▸ **TASK DETAILS**
What lines below hold the string "flagged"? Copy them all.

▬▬▬

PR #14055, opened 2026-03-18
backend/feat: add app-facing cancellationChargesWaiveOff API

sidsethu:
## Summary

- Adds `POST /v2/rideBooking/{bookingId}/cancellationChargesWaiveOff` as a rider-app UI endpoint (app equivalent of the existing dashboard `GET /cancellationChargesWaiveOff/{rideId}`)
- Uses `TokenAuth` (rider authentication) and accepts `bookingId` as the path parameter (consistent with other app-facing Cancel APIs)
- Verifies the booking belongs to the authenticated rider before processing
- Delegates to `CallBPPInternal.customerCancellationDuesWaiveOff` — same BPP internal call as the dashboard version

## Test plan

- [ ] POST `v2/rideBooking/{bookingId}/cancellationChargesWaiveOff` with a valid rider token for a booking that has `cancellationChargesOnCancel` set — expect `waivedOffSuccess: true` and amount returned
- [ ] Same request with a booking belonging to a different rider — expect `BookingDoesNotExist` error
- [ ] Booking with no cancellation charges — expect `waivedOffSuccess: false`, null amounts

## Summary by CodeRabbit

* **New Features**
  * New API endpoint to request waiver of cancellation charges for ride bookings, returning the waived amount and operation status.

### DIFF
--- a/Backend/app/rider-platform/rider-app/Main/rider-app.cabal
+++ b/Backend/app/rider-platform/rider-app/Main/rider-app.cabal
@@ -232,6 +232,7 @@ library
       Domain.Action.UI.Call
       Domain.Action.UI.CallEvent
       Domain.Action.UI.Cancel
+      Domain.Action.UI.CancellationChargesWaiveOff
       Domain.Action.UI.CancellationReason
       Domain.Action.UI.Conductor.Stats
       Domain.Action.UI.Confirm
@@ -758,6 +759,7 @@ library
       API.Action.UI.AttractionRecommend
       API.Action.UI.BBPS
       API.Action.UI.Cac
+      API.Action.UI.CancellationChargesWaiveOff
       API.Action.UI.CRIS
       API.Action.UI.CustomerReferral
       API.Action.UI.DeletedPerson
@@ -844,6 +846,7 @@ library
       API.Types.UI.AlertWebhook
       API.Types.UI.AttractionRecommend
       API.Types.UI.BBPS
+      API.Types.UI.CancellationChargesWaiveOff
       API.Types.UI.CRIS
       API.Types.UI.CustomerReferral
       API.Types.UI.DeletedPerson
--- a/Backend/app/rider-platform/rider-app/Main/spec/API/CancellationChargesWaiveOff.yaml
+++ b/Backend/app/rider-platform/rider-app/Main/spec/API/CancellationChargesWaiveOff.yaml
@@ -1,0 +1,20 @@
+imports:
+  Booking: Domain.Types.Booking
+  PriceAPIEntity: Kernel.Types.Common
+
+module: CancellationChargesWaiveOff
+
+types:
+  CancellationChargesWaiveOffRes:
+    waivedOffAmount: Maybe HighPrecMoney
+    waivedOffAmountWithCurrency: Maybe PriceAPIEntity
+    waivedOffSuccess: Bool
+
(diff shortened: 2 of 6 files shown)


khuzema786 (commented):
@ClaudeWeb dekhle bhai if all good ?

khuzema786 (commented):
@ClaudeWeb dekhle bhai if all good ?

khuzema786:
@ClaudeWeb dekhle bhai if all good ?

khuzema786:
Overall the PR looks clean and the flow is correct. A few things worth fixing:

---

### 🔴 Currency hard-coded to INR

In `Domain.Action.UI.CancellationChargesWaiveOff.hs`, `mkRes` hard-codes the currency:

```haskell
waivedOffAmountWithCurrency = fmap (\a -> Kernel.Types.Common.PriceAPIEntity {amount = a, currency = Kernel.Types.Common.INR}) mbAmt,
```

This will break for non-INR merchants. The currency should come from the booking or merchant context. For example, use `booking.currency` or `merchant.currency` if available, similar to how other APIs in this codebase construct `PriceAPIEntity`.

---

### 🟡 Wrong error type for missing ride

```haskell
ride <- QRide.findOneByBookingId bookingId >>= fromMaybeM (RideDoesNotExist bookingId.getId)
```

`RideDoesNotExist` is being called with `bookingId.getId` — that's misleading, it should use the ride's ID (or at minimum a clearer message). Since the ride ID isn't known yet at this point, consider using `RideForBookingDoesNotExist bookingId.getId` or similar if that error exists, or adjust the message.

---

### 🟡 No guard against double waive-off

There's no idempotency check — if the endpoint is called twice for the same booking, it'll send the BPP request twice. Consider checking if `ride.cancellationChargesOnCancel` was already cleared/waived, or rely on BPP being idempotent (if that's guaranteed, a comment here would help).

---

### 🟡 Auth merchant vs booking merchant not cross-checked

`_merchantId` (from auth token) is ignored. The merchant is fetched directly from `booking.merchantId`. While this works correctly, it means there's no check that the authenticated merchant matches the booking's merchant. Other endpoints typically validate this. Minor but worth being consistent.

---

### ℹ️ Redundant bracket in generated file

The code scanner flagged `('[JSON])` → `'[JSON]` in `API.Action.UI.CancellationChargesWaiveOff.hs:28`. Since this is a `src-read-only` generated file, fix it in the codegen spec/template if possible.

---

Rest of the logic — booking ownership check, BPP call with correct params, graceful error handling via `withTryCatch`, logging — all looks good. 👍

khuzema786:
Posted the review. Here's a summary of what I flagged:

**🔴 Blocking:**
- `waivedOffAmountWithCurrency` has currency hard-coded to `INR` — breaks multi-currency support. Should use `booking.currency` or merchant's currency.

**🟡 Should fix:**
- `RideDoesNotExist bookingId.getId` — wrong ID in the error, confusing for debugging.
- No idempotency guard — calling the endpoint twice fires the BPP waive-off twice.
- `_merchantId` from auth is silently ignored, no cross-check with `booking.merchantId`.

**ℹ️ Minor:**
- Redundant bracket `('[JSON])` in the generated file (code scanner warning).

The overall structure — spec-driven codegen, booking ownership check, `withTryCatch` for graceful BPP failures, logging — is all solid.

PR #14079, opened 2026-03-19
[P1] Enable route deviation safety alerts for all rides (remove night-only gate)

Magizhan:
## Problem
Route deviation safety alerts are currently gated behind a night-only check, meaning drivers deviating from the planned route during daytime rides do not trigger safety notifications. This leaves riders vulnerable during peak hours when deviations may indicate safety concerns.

▬▬▬

▸ **ANSWER SECTION**
The code scanner flagged `('[JSON])` → `'[JSON]` in `API.Action.UI.CancellationChargesWaiveOff.hs:28`. Since this is a `src-read-only` generated file, fix it in the codegen spec/template if possible.
Posted the review. Here's a summary of what I flagged:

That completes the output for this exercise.